Create a styles.css file:
body {
font-family: "Segoe UI", Tahoma, Geneva, Verdana, sans-serif;
margin: 0;
padding: 0;
background-color: #f5f5f5;
}
.container {
max-width: 800px;
margin: 0 auto;
padding: 20px;
}
h1 {
text-align: center;
color: #333;
}
.voice-controls {
display: flex;
justify-content: center;
margin-bottom: 20px;
}
button {
padding: 12px 24px;
margin: 0 10px;
border: none;
border-radius: 4px;
cursor: pointer;
font-size: 16px;
transition: background-color 0.3s;
}
#start-recording {
background-color: #4caf50;
color: white;
}
#stop-recording {
background-color: #f44336;
color: white;
}
button:disabled {
background-color: #cccccc;
cursor: not-allowed;
}
.conversation {
background-color: white;
border-radius: 8px;
padding: 20px;
box-shadow: 0 2px 5px rgba(0, 0, 0, 0.1);
height: 400px;
overflow-y: auto;
}
.message {
margin-bottom: 12px;
padding: 12px;
border-radius: 6px;
max-width: 80%;
}
.user {
background-color: #e3f2fd;
margin-left: auto;
}
.assistant {
background-color: #f1f1f1;
margin-right: auto;
}
.system,
.error {
background-color: #f8f9fa;
font-style: italic;
color: #6c757d;
margin: 0 auto;
text-align: center;
}
.error {
color: #dc3545;
}
css

Testing the Voice Interface

To test your voice interface, you need to run it on a web server. You can use a simple development server:
# If you have Node.js installed
npx serve
# Or with Python 3
python -m http.server
bash
Open your browser and navigate to the local server (typically http://localhost:5000 or http://localhost:8000).
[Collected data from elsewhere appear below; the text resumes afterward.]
PR #6356, opened 2020-12-11
Add target to ajaxSpider.scan_as_user call

vismiktor:
Without this parameter ajaxSpider starts to crawl first included in a context URL and not a target which was set. It isn't an expected behavior. I had API URL configured in the context additionally to an app URL and ajaxSpider crawled only API URL.

### DIFF
--- a/docker/CHANGELOG.md
+++ b/docker/CHANGELOG.md
@@ -1,6 +1,9 @@
 # Changelog
 All notable changes to the docker containers will be documented in this file.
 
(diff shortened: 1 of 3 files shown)


thc202:

vismiktor:
> Could you update the changelog?

Done

thc202 (approved):

thc202:
Thanks!

kingthorin (approved):
Thanks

Grant microphone permissions when prompted.

Further Enhancements

This basic implementation can be enhanced in several ways:
  1. Add conversation history storage
  2. Implement voice activity detection for automatic recording
  3. Add voice preferences (gender, tone, speed)
  4. Implement a more sophisticated UI with visual feedback
  5. Add authentication and user profiles

Conclusion

You've now built a basic voice interface using Addis AI's Text-to-Speech and Speech-to-Text capabilities. This implementation demonstrates the fundamental workflow for voice applications:
  1. Record user audio
  2. Transcribe audio to text
  3. Process text with AI
  4. Convert AI response to speech
  5. Play the speech response
For more advanced implementations, see our API Reference and explore our other Examples.
Note: This tutorial uses basic browser APIs for audio recording. For production applications, consider using more robust audio libraries and implementing proper error handling.